1 is a schematic diagram of a standard impedance circuit, illustrating two probes of a vector network analyzer, a through circuit contacting a standard impedance substrate; and FIG. 2 is a side cross-sectional view showing one of the disclosed inventions in Japanese Patent Publication No. I237120 Standard impedance substrate; FIG. 3 is a system block diagram illustrating the manner in which the vector network analyzer measures the component to be tested; FIG. 4 is a perspective view illustrating a preferred embodiment of the through-correction substrate of the high-frequency characteristic measurement of the present invention; Figure 5 is a side elevational cross-sectional view of the preferred embodiment shown in Figure 4; Figures 6-8 are a top view illustrating the suppression layer of the preferred embodiment. The EBG structure of the surface is arranged; Figures 9 and 10 are a top view illustrating the PGS structure of the surface of the suppression layer of the preferred embodiment; and Figure 11 is a step flow chart illustrating the use of the aforementioned straight-through correction substrate A preferred embodiment of the high frequency characteristic measurement method performed.

25, 26‧‧ ‧ probe

3‧‧‧Through correction substrate for high frequency characteristic measurement

31‧‧‧metal layer

32‧‧‧Upper dielectric layer

33‧‧‧Under dielectric layer

34‧‧‧Upper contact area

35‧‧‧Under contact area

36‧‧‧High frequency electromagnetic wave suppression unit

361, 361’‧‧‧ suppression layer

362, 362’ ‧ ‧ gap

Claims (6)

A through-correction substrate for high-frequency characteristic measurement, comprising: a metal layer; an upper insulating dielectric layer disposed on a top surface of the metal layer, the upper insulating dielectric layer having an upper contact region for providing a top surface of the metal layer a portion of the region is exposed through the upper contact region; a lower insulating dielectric layer is disposed on the bottom surface of the metal layer, and the lower insulating dielectric layer is provided with a lower contact region for a portion of the bottom surface of the metal layer to pass through the lower contact region Exposed to the outside, and the upper and lower insulating dielectric layers are matched to each other to cover the periphery of the metal layer, and the upper and lower contact regions are electrically connected via the metal layer to form a double-sided straight-through circuit; And a high-frequency electromagnetic wave suppression unit having two layers of suppression layers respectively disposed on the upper and lower insulating dielectric layers, and each of the suppression layers also has a notch for correspondingly communicating the upper and lower contact regions. The through-correction substrate of the high-frequency characteristic measurement according to the first aspect of the patent application, wherein the surface of the suppression layer is provided with a pattern-type ground shielding structure. A through-correction substrate according to the high-frequency characteristic measurement described in claim 1 wherein the surface of the suppression layer is provided with an electromagnetic energy gap structure.
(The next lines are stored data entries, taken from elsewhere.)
PR #630, opened 2021-10-17
:bug: CRD generation: remove status before writing

justinsb:
It's tricky to get the existing CRD types to not include the status,
so we instead allow for filtering of the map just before writing.

Issue #456

### DIFF
--- a/pkg/genall/genall.go
+++ b/pkg/genall/genall.go
@@ -17,13 +17,14 @@ limitations under the License.
 package genall
 
 import (
+	"encoding/json"
 	"fmt"
 	"io"
 	"io/ioutil"
 	"os"
 
 	"golang.org/x/tools/go/packages"
-	"sigs.k8s.io/yaml"
+	rawyaml "gopkg.in/yaml.v2"
 
 	"sigs.k8s.io/controller-tools/pkg/loader"
 	"sigs.k8s.io/controller-tools/pkg/markers"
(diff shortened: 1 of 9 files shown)


justinsb:
It's odd to include status for two reasons:

1) We don't control the status; we control the spec.
2) This seems to cause server-side apply to repeatedly reapply (on some k8s versions?)

pkg/genall/genall.go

A through-correction substrate according to the high-frequency characteristic measurement described in claim 1 wherein the metal layer is made of a copper material or is made of a gold material and is coated with nickel at the joint portion. a through-correction substrate according to the high-frequency characteristic measurement described in claim 1 wherein the dielectric constant of the upper and lower insulating dielectric layers is Between 2 and 11. The through-correction substrate according to the high-frequency characteristic measurement described in claim 5, wherein the upper and lower insulating dielectric layers are made of Bismalemide Triazine resin, Duroid material, or ceramic material.